● WORK REQUEST
Using the records beneath, say how many lines contain the word "opened", without comment.

● RECORDS PROVIDED
PR #856, opened 2019-10-29
Keep zeros

akshayka:
When differentiating, keep zero entries in problem data that are affected by parameters

### DIFF
--- a/cvxpy/cvxcore/python/canonInterface.py
+++ b/cvxpy/cvxcore/python/canonInterface.py
@@ -58,8 +58,35 @@ def get_parameter_vector(param_size,
     return param_vec
 
 
+def nonzero_csc_matrix(A):
+    # this function returns (rows, cols) corresponding to nonzero entries in
+    # A; an entry that is explicitly set to zero is treated as nonzero
+    assert np.nan not in A.data
+    zero_indices = (A.data == 0)
+    # scipy drops rows, cols with explicit zeros; use nan as a sentinel
+    # to prevent them from being dropped
+    A.data[zero_indices] = np.nan
+    A_rows, A_cols = A.nonzero()
+    ind = np.argsort(A_cols, kind='mergesort')
+    A_rows = A_rows[ind]
+    A_cols = A_cols[ind]
+    A.data[zero_indices] = 0
+    return A_rows, A_cols
+
+
+def A_mapping_nonzero_rows(problem_data_tensor, var_length):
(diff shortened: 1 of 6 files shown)


cvxpy/cvxcore/python/canonInterface.py
```diff
@@ -58,8 +58,37 @@ def get_parameter_vector(param_size,
     return param_vec
 
 
+def nonzero_csc_matrix(A):
+    # this function returns (rows, cols) corresponding to nonzero entries in
+    # A; an entry that is explicitly set to zero is treated as nonzero
+    assert np.nan not in A.data
```
sbarratt: I think you need to change this line.
```python
import numpy as np                                                     
x = np.array([1., np.nan, 0.])                                         
np.nan in x # False
np.isnan(x).any() # True
```

cvxpy/cvxcore/python/canonInterface.py
```diff
@@ -58,8 +58,37 @@ def get_parameter_vector(param_size,
...
+    zero_indices = (A.data == 0)
+    # scipy drops rows, cols with explicit zeros; use nan as a sentinel
+    # to prevent them from being dropped
+    A.data[zero_indices] = np.nan
+    A_rows, A_cols = A.nonzero()
+    ind = np.argsort(A_cols, kind='mergesort')
```
sbarratt: maybe comment why we're doing this

cvxpy/cvxcore/python/canonInterface.py
```diff
@@ -58,8 +58,37 @@ def get_parameter_vector(param_size,
...
+def A_mapping_nonzero_rows(problem_data_tensor, var_length):
+    # get the rows in the map from parameters to problem data that
+    # have any nonzeros
+    problem_data_tensor_csc = problem_data_tensor.tocsc()
+    A_nrows = problem_data_tensor.shape[0] // (var_length + 1)
+    A_ncols = var_length
+    A_mapping = problem_data_tensor_csc[:A_nrows*A_ncols, :-1]
+    # don't call nonzero_csc_matrix, because here we don't want to
+    # count explicit zeros
+    A_mapping_nonzero_rows, _ = A_mapping.nonzero()
```
sbarratt: Can we take the set of A_mapping_nonzero_rows? Because duplicates don't matter. Or maybe this is just better addressed in the sparse matrix creation.

PR #860, opened 2019-11-03
support functions (transform, and atom)

rileyjmurray:
This PR focuses on the content of my accidental merge from earlier today. It also contains fixes to the MOSEK interface.

Users can get a handle on a ``SuppFunc`` object by calling ``sigma = cvxpy.suppfunc(x, constrs)``. From there, ``SuppFuncAtom`` objects are generated by evaluating the ``SuppFunc`` object. So a user could write ``sigma(y) <= 1``, and this generates a ``SuppFuncAtom`` object and a cvxpy inequality constraint in the same line of code.

It may seem odd to have two separate classes for this feature. This is necessary because cvxpy doesn't consider convex sets as first-class objects. After quite a bit of thinking, I think the best way to represent a convex set in cvxpy is with a pair ``(expr, constrs)``, where this pair stands in for ``S = {val : constraints in constrs can be satisfied, when expr.value = val}``.

From an implementation perspective, I also need to map an ``(expr, constrs)`` pair into a conic form ``S = {x : A @ [x, y] + b in K }``. I did this by having the ``SuppFunc`` class execute a call to ``get_problem_data(solver='SCS')``, and then reaching slightly back into the solver reduction chain. Due to the nature of this approach, I can't *cleanly* construct all the convex sets I'd really like to. The current implementation only allows sets ``(x, constrs)`` where ``x`` is a cvxpy Variable with no special attributes (i.e. no declared symmetry, nonnegativity, etc...). This isn't a huge limitation, but it's certainly worth mentioning.

The one thing I don't like about this implementation is how ``SuppFuncAtom`` objects maintain some of their metadata. When one of these objects is constructed, I stash an extra dictionary *inside* the ``__dict__`` field of an existing ``cvxpy.Constant`` object. I do this because the ``suppfunc_canon`` function defined within the ``dcp2cone`` folder doesn't have access to the ``SuppFuncAtom`` object in question; it only has access to the ``args`` field of that ``SuppFuncAtom`` object! I tried storing all necessary data in the ``args`` field of ``SuppFuncAtom`` objects, but it seems that strong assumptions are placed on the elements of ``args`` elsewhere in the compilation process. I don't know how to pass the necessary data through objects that satisfy the (unwritten?) assumptions on ``args``, so for now I have this hacky solution.

### DIFF
--- a/cvxpy/atoms/suppfunc.py
+++ b/cvxpy/atoms/suppfunc.py
@@ -10,14 +10,14 @@ class SuppFuncAtom(Atom):
     def __init__(self, y, A, b, K_sels, x, cons):
         self.id = lu.get_id()
         eta = Variable(shape=(b.size,))
-        self.args = [Atom.cast_to_const(y), Atom.cast_to_const(A), Atom.cast_to_const(b),
-                     Atom.cast_to_const(eta)]
-        horrible = self.args[2]
-        horrible.__dict__['K_sels'] = K_sels
+        self.args = [Atom.cast_to_const(y), Atom.cast_to_const(eta)]
+        self._A = A
+        self._b = b
+        self._K_sels = K_sels
         self._x = x
         self._xcons = cons
-        self.validate_arguments()
         self._shape = tuple()
+        self.validate_arguments()
         pass
 
     def validate_arguments(self):
@@ -27,14 +27,14 @@ class SuppFuncAtom(Atom):
             raise ValueError("Arguments to SuppFuncAtom must be affine.")
 
     def variables(self):
-        varlist = self.args[0].variables() + self.args[3].variables()
+        varlist = self.args[0].variables() + self.args[1].variables()
         return varlist
 
     def parameters(self):
         return []
 
     def constants(self):
-        return [self.args[1], self.args[2]]
+        return []
 
     def shape_from_args(self):
         return self._shape
--- a/cvxpy/atoms/suppfunc.py
+++ b/cvxpy/atoms/suppfunc.py
@@ -23,7 +23,6 @@ class SuppFuncAtom(Atom):
         self._eta = None  # store for debugging purposes
         self._shape = tuple()
         self.validate_arguments()
-        pass
 
     def validate_arguments(self):
         if self.args[0].is_complex():
--- a/cvxpy/atoms/suppfunc.py
+++ b/cvxpy/atoms/suppfunc.py
@@ -1,0 +1,132 @@
+import cvxpy.lin_ops.lin_utils as lu
+from cvxpy.atoms.atom import Atom
+from cvxpy.expressions.variable import Variable
+import scipy.sparse as sp
+import numpy as np
+
+
+class SuppFuncAtom(Atom):
+
+    def __init__(self, y, A, b, K_sels, x, cons):
+        self.id = lu.get_id()
+        eta = Variable(shape=(b.size,))
+        self.args = [Atom.cast_to_const(y), Atom.cast_to_const(A), Atom.cast_to_const(b),
+                     Atom.cast_to_const(eta)]
+        horrible = self.args[2]
+        horrible.__dict__['K_sels'] = K_sels
+        self._x = x
+        self._xcons = cons
+        self.validate_arguments()
+        self._shape = tuple()
+        pass
+
+    def validate_arguments(self):
+        if self.args[0].is_complex():
+            raise ValueError("Arguments to SuppFuncAtom cannot be complex.")
+        if not self.args[0].is_affine():
+            raise ValueError("Arguments to SuppFuncAtom must be affine.")
+
+    def variables(self):
+        varlist = self.args[0].variables() + self.args[3].variables()
+        return varlist
+
+    def parameters(self):
+        return []
+
+    def constants(self):
+        return [self.args[1], self.args[2]]
+
+    def shape_from_args(self):
+        return self._shape
+
+    def sign_from_args(self):
+        return (False, False)
+
+    def is_nonneg(self):
+        return False
+
+    def is_nonpos(self):
+        return False
+
+    def is_imag(self):
+        return False
+
+    def is_complex(self):
+        return False
+
+    def is_atom_convex(self):
+        return True
+
+    def is_atom_concave(self):
+        return False
+
+    def is_atom_log_log_convex(self):
+        return False
+
+    def is_atom_log_log_concave(self):
+        return False
+
+    def is_atom_quasiconvex(self):
+        return True
+
+    def is_atom_quasiconcave(self):
+        return False
+
+    def is_incr(self, idx):
+        return False
+
+    def is_decr(self, idx):
+        return False
+
+    def is_convex(self):
+        # The argument "y" is restricted to being affine.
+        return True
+
+    def is_concave(self):
+        return False
+
+    def is_log_log_convex(self):
+        return False
+
+    def is_log_log_concave(self):
+        return False
+
+    def is_quasiconvex(self):
+        # The argument "y" is restricted to being affine.
+        return True
+
+    def is_quasiconcave(self):
+        return False
+
+    def _value_impl(self):
+        from cvxpy.problems.problem import Problem
+        from cvxpy.problems.objective import Maximize
+        y_val = self.args[0].value.round(decimals=9).ravel(order='F')
+        x_flat = self._x.flatten()
+        cons = self._xcons
+        prob = Problem(Maximize(y_val @ x_flat), cons)
+        val = prob.solve(solver='SCS', eps=1e-6)
+        return val
+
+    def _grad(self, values):
+        # the implementation of _grad from log_det.py was used
+        # as a reference for this implementation.
+        y0 = self.args[0].value  # save for later
+        y = values[0]  # ignore all other values
+        self.args[0].value = y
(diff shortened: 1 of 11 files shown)


akshayka:
Very cool! Will take a closer soon. (Also, thanks for fixing the MOSEK interface.)

Just one comment for now.

> I do this because the suppfunc_canon function defined within the dcp2cone folder doesn't have access to the SuppFuncAtom object in question; it only has access to the args field of that SuppFuncAtom object! 

Actually, the first argument to `suppfunc_canon` (`expr`) should be an instance of `SuppFuncAtom`.

rileyjmurray:
> Actually, the first argument to `suppfunc_canon` (`expr`) should be an instance of `SuppFuncAtom`

Wonderful news! I will change the implementation to reflect that.

Although, this now raises a question for me: what is the purpose of the second argument to ``suppfunc_canon``, or any other canon method for that matter? If the first argument (``expr``) is the atom in question, then we should be able to retrieve args directly from that object.

rileyjmurray:
Okay, now that the hack with suppfunc_canon is fixed, I think this PR is in much better shape. 

Here are some points to consider in the review:

1. ``SuppFuncAtom`` overrides essentially all ``Atom`` and ``Expression`` functions. It seems to me that support functions are too general for us to automatically determine properties like ``is_incr`` or ``is_nonpos``, and so it is best to return pessimistic results for those queries.

2. The convex set described by a ``SuppFunc`` object cannot contain Parameters (a-la DPP programming). At least, not in the current implementation.

3. If this PR is merged, the features should be described (in some detail) on the website. Using these features, you can construct conjugate functions, explicitly solve dual problems, and do some standard operations in robust convex optimization.

One consistent thought I had throughout this process, is that it would be very useful if convex sets were first-class objects within cvxpy. If you'd like to discuss this more, let me know.

akshayka:
> Although, this now raises a question for me: what is the purpose of the second argument to suppfunc_canon, or any other canon method for that matter? If the first argument (expr) is the atom in question, then we should be able to retrieve args directly from that object.

The args passed to a canon method are canonicalized args, ie, they are affine expressions representing the epigraph variables for the args. You’re right that the semantics of these arguments should be documented. You can look at the Canonicalization reduction to see what exactly is passed to canonicalizers.

This is a really cool change! I agree with / am okay with all of your three points.

SteveDiamond:
@rileyjmurray can you say more about what you mean by convex sets are not first class objects? I added an Indicator transform at one point to convert constraints to atoms of the form ``f(x) = 1 if x satisfies constraints, +\infty otherwise``. Would that be helpful?

rileyjmurray:
@SteveDiamond Constraint objects completely handle the problem of *membership* in a set. However, in convex analysis, we often want to do more than just enforce membership. We want to transform sets, and build more complicated sets from simpler sets. Common operations here include applying a linear operator, taking set-intersection, or computing a Cartesian project. Less-common (but still fundamental) operations include taking Minkowski sums, polar bodies, conic hulls, or dual cones. Most of these operations have some implementation in terms of Constraint objects (or using the ``indicator`` transform), but these implementations are often clunky, unnatural, or result in cvxpy Problem instances with very slow compile times.

There are different ways that a ConvexSet class could be introduced. In one scenario, ConvexSet objects are only used in the background, as a way to facilitate more complicated transforms I've described above. In another scenario, ConvexSet objects could be exposed to the user. I think there are compelling mathematical and performance reasons to expose a ConvexSet class to users. I'll speak to the performance reasons below.

### A possible (end-user) use-case of a ConvexSet class.

Consider a scenario where a user has a repeated constraint pattern they want to apply to every expression in a long ``expr_list``. In particular, suppose the user conceptualizes their set as ``S``, and they want to require ``expr in S`` for every ``expr`` in ``expr_list``.

Right now, a user can do this in a clean way defining a function ``cvxpy_cons_for_S``, which takes in an Expression ``expr``, and returns a list of cvxpy Constraints which are satisfiable iff ``expr.value`` belongs to their conceptualization of ``S``. The user would then write:
```
constrs = []
for expr in expr_list
    constrs += cvxpy_cons_for_S(expr)
```
The downside to that approach, is that cvxpy has no idea that so many of the constraint objects are just slight variations on one another.

Now consider the same scenario where the user has a ConvexSet class at their disposal. They would simply construct the convex set ``S`` as a cvxpy object, and then write something like 
```
constrs = [expr in S for expr in expr_list]
```
If each of the Constraint objects ``con = (expr in S)`` referenced the ConvexSet object ``S`` (much like how ``SuppFuncAtom`` objects in this PR reference a parent ``SuppFunc`` object), then the canonicalizer can now see the underlying structure in the problem.

rileyjmurray:
@SteveDiamond as to examples, let me know if I need to add some in order to get this PR merged. There are several tests which could be converted into examples without too much trouble.

SteveDiamond:
@rileyjmurray no need, it looks good. Your comments on convex sets as a first class object were very clarifying.

cvxpy/atoms/suppfunc.py
```diff
@@ -0,0 +1,140 @@
...
+        parent : cvxpy.transforms.suppfunc.SuppFunc
+            The object containing data for the convex set associated with this atom.
+        """
+        self.id = lu.get_id()
+        self.args = [Atom.cast_to_const(y)]
+        self._parent = parent
+        self._eta = None  # store for debugging purposes
+        self._shape = tuple()
+        self.validate_arguments()
+        pass
```
SteveDiamond: Delete the pass.

cvxpy/reductions/dcp2cone/atom_canonicalizers/suppfunc_canon.py
```diff
@@ -0,0 +1,118 @@
...
+        else:
+            mat[r, c] = 1 / np.sqrt(2)
+            mat[c, r] = 1 / np.sqrt(2)
+        mat = vec[idx] * mat
+        mats.append(mat)
+    V = sum(mats)
+    return V
+
+
+def selector_matrix(selector, inshape):
```
SteveDiamond: I fixed special_index on master.

cvxpy/reductions/dcp2cone/atom_canonicalizers/suppfunc_canon.py
```diff
@@ -0,0 +1,118 @@
+from cvxpy import hstack, SOC, sum, Variable
+from cvxpy.constraints.exponential import ExpCone
+import numpy as np
+from scipy.sparse import csc_matrix
+
+
+def scs_psdvec_to_psdmat(vec, indices):
```
SteveDiamond: Should this be in the SCS cone solver file?

cvxpy/utilities/coeff_extractor.py
```diff
@@ -177,6 +177,6 @@ def quad_form(self, expr):
            q.shape[0] != self.x_length:
             raise RuntimeError("Resulting quadratic form does not have "
                                "appropriate dimensions")
-        if not np.isscalar(constant):
+        if not np.isscalar(constant) and constant.size > 1:
```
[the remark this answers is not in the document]
rileyjmurray: The original form of line caused a ton of local tests to fail, for reasons otherwise unrelated to this PR. It seems canonicalization can produce values for ``constant`` where ``np.isscalar(constant) == False``, but ``constant`` is still a numeric type as we would understand it (i.e. a numpy array with a single element). I can undo this change, but then local tests will fail, and tests on Travis might also fail.

cvxpy/reductions/dcp2cone/atom_canonicalizers/suppfunc_canon.py
rileyjmurray: I think that's a good idea; I'll move it there.

cvxpy/utilities/coeff_extractor.py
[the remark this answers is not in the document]
SteveDiamond: Ok, that's fine!

cvxpy/reductions/dcp2cone/atom_canonicalizers/suppfunc_canon.py
rileyjmurray: For the other thread where we discussed this, the issue at hand was with the QP codepath. Since I work purely within the conic_solver codepath I think I still can't use logical indexing at this point in the compilation process. I think I will need to either call ``special_index_canon`` manually, or stick with this function. Would you prefer that I call ``special_index_canon`` manually, or is this function good?

cvxpy/atoms/suppfunc.py
rileyjmurray: Will do.

cvxpy/reductions/dcp2cone/atom_canonicalizers/suppfunc_canon.py
SteveDiamond: I don't like introducing this function. I changed special_index so ``graph_implementation`` works. Will that help?

rileyjmurray: That should do it! I'll give it a shot and update tomorrow.

rileyjmurray:
@SteveDiamond I've resolved your comments. Should be ready to merge, assuming @akshayka doesn't want to make additional comments.

SteveDiamond:
Looks good! I merged it in.

PR #869, opened 2019-11-15
Fix cplex 201911

rkersh:
This pull request contains various bug fixes, cleanup, and preparation for the CPLEX 12.10 release.

I'd appreciate feedback from someone who knows more about CVXPY internals.

### DIFF
--- a/cvxpy/reductions/solvers/conic_solvers/cplex_conif.py
+++ b/cvxpy/reductions/solvers/conic_solvers/cplex_conif.py
@@ -34,6 +34,34 @@ _LIN, _QUAD = 0, 1
 _CpxConstr = namedtuple("_CpxConstr", ["constr_type", "index"])
 
 
+def set_parameters(model, solver_opts):
+    """Sets CPLEX parameters."""
+    # TODO: Parameter support is functional, but perhaps not ideal.
+    # The user must pass parameter names as used in the CPLEX Python
+    # API, and raw values (i.e., no enum support).
+    kwargs = sorted(solver_opts.keys())
+    if "cplex_params" in kwargs:
+        for param, value in solver_opts["cplex_params"].items():
+            try:
+                eval("model.parameters.{0}.set({1})".format(param, value))
+            except AttributeError:
+                raise ValueError(
+                    "invalid CPLEX parameter, value pair ({0}, {1})".format(
+                        param, value))
+        kwargs.remove("cplex_params")
+    if "cplex_filename" in kwargs:
+        filename = solver_opts["cplex_filename"]
+        if filename:
+            model.write(filename)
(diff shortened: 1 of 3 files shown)


akshayka:
Thanks! @SteveDiamond , want to take a look at this?

cvxpy/reductions/solvers/conic_solvers/cplex_conif.py
```diff
@@ -34,6 +34,176 @@
...
+                raise ValueError(
+                    "invalid CPLEX parameter, value pair ({0}, {1})".format(
+                        param, value))
+        kwargs.remove("cplex_params")
+    if "cplex_filename" in kwargs:
+        filename = solver_opts["cplex_filename"]
+        if filename:
+            model.write(filename)
+        kwargs.remove("cplex_filename")
+    if s.BOOL_IDX in kwargs:
```
SteveDiamond: I don't think this would be in the kwards.

cvxpy/reductions/solvers/conic_solvers/cplex_conif.py
```diff
@@ -83,25 +253,30 @@ def apply(self, problem):
...
+                       inverse_data[s.OFFSET])
+
+            x = np.array(model.solution.get_values())
+            primal_vars = {inverse_data[CPLEX.VAR_ID]: x}
+
             if not inverse_data['is_mip']:
-                eq_dual = utilities.get_dual_values(
-                    solution['eq_dual'],
+                y = -np.array(model.solution.get_dual_values())
+                dual_vars = utilities.get_dual_values(
```
SteveDiamond: Are you sure all the dual variables are in the right order when they are merged in this way? Just checking.

SteveDiamond:
Looks good! I made random comments/questions. I guess this is the only solver interface not using the STATUS_MAP construct, but it's fine given how complex the logic is for CPLEX.

cvxpy/reductions/solvers/conic_solvers/cplex_conif.py
rkersh: That last line was already there in cplex_conif.py. I just left it there because I didn't know what it was. I will go ahead and remove it.

cvxpy/reductions/solvers/conic_solvers/cplex_conif.py
rkersh: They should be in the right order, yes, but I will double check this and add a comment at the least.

rkersh:
@SteveDiamond: Thanks for the feedback. I just pushed a few commits to address your concerns. Assuming all of the checks pass, I think this pull request is ready to go.

SteveDiamond:
Great!

PR #871, opened 2019-11-16
Default to conic solvers for LPs

akshayka:
QP solvers like OSQP can take many iterations for LPs. For example,
for the l1-regularized SVM example

  https://www.cvxpy.org/examples/machine_learning/svm.html,

OSQP can take > 20,000 iterations to converge (so a solver error is thrown),
whereas an IPM like ECOS is much faster.

### DIFF
--- a/cvxpy/reductions/solvers/solving_chain.py
+++ b/cvxpy/reductions/solvers/solving_chain.py
@@ -19,7 +19,23 @@ from cvxpy.reductions.solvers import defines as slv_def
 from cvxpy.utilities.debug_tools import build_non_disciplined_error_msg
 
 
+def _is_lp(self):
+    """Is problem a linear program?
+    """
+    for c in self.constraints:
+        if not (isinstance(c, (Equality, Zero)) or c.args[0].is_pwl()):
+            return False
+    for var in self.variables():
+        if var.is_psd() or var.is_nsd():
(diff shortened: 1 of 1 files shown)


bstellato:
These are actually good examples to try to improve OSQP! 

By the way, also SCS has issues since it returns "Solved/Inaccurate" for most of the problems in the regularization path. I believe it does not throw an error because it does not complain when the maximum number of iterations is reached. 

Adding a small quadratic regularization to the cost function makes both of them converge but it might not be ideal as a general approach.

akshayka:
It’d definitely be interesting to see how to improve OSQP for LPs! Yeah, SCS also struggles, which is why ECOS is our default conic solver.

This PR is totally open for discussion. As you said, using ECOS by default seemed like the easiest way to ensure things worked out-of-the-box, so to speak.

rileyjmurray:
I very much support using ECOS as the default solver for LPs.

akshayka:
@bstellato , @rileyjmurray , thanks for your input! Since we're all in agreement, I'll move forward with this PR.

rostyboost:
FYI, the behavior for Gurobi is the exact opposite unfortunately, because `gurobi_qpif.py` is faster to handshake to Gurobi backend than `gurobi_conif.py`

PR #878, opened 2019-11-21
Update supported problems for MOSEK in documentation

aszekMosek:
Updates problem typed supported by MOSEK.

From Cvxpy 1.0 Cvxpy+Mosek can be used for exponential cone problems.

MIP was supported even earlier. A slight issue is that mixed-integer SDP is not supported in MOSEK, but that is not a major use case and I would think that with MIP box ticked the information is closer to the truth than without. A footnote about it would also be an option.


SteveDiamond:
Could you add a footnote about how mixed integer SDPs are not supported? People always find little issues like that, so we'll need to add a note eventually.

PR #887, opened 2019-11-28
Drop zero arguments in addition

### LINKED ISSUE #883: `is_log_log_convex` not preserved under Python built-in sum
The sum of two log-log convex variables should be log log convex. However, this does not work as expected with the `sum` operator. MWE:

```python
import cvxpy as cp
q = cp.Variable(2, pos=True)
print(sum(q).is_log_log_convex())       # prints False
print((q[0]+q[1]).is_log_log_convex())  # prints True
```

**Version**
 - OS: OS X, Python 3.6
 - CVXPY Version: 1.0.25

akshayka:
Modify __add__ such that expr + 0 returns expr (similarly for 0 + expr);
this makes it possible to use Python's builtin sum when constructing LLCPs.

Fixes #883

### DIFF
--- a/cvxpy/expressions/expression.py
+++ b/cvxpy/expressions/expression.py
@@ -441,12 +441,16 @@ class Expression(u.Canonical):
     def __add__(self, other):
         """Expression : Sum two expressions.
         """
+        if isinstance(other, cvxtypes.constant()) and other.is_zero():
+            return self
         return cvxtypes.add_expr()([self, other])
 
     @_cast_other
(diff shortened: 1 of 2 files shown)


akshayka:
@SteveDiamond , see if you like this change. I'll merge it in if you approve. It feels a just a little hacky, but my intuition is that the hack is worth it since it makes the code more usable.

SteveDiamond:
I guess it's fine. I think a more principled change would be overkill.

PR #893, opened 2019-12-04
Don't get extract dual from gurobi if it's not available

rmcgibbo:
Passing `QCPDual=False` to Problem.solve(solver="GUROBI") instructs gurobi not to calculate the dual values, but cvxpy will still try to extract they from the solution leading to a KeyError. At least with my models, they don't actually seem to be used at all, and just skipping their extraction here appears to work fine. This can save a couple minutes of compute.


SteveDiamond:
Great, thanks!

PR #895, opened 2019-12-04
Updated max transform function in scalarize function

mostafaelaraby:
when i used cp.max i encountered a bug so i tried to fix it by just using atoms.maximum instead of atoms.max_elemwise


SteveDiamond:
Thanks!

PR #2215, opened 2023-08-22
New Stacked-Slices backend

Transurgeon:
## Description
This PR attempts to bring a new backend to CVXPY that outperforms the current SciPy backend. 
It is a major step forward towards tackling the numerous "slow DPP compilation time" issues brought by many users. 
Benchmarks have shown that some problems now compile up to 100x faster, but generally, the compilation times range between a 15 to 20% decrease. In addition, a few benchmarks are also much slower when compared to the original CVXCORE backend. 
Issue link (if applicable): #1332 

## Type of change
- [x] New feature (backwards compatible)
- [ ] New feature (breaking API changes)
- [ ] Bug fix
- [ ] Other (Documentation, CI, ...)

## [Contribution checklist](https://www.cvxpy.org/contributing/index.html#contribution-checklist)
- [x] Add our license to new files.
- [x] Check that your code adheres to our coding style.
- [x] Write unittests.
- [x] Run the unittests and check that they’re passing.
- [x] Run the benchmarks to make sure your change doesn’t introduce a regression.

PR #2239, opened 2023-10-01
Prep backends for version 1.4

Transurgeon:
## Description
With the release of cvxpy 1.4 coming to a close, this PR attempts to replace the original SciPy backend with our rewritten version from #2215 . We have decided to rename the ``stacked-slices`` backend back to ``scipy`` to avoid any confusion from the user's perspective. As for the numpy backend, we plan to expose this to the user as a new argument for ``canon_backend``, as it could see some use-cases. What are the next steps? I think we could have a sentence or two in the docs to reflect the changes in the scipy backend.

## Type of change
- [ ] Bug fix

- [x] Write unittests.


phschiele (approved):
Looks good, thanks for the updates @Transurgeon !

phschiele:
Phenomenal speed improvements in some cases! The below comparison shows the old SciPy backend compared to the new one based on the stacked slices data structure.
11s vs 4ms in one case! That's more than a 1000x improvement! 

image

● WRITTEN SOLUTION
10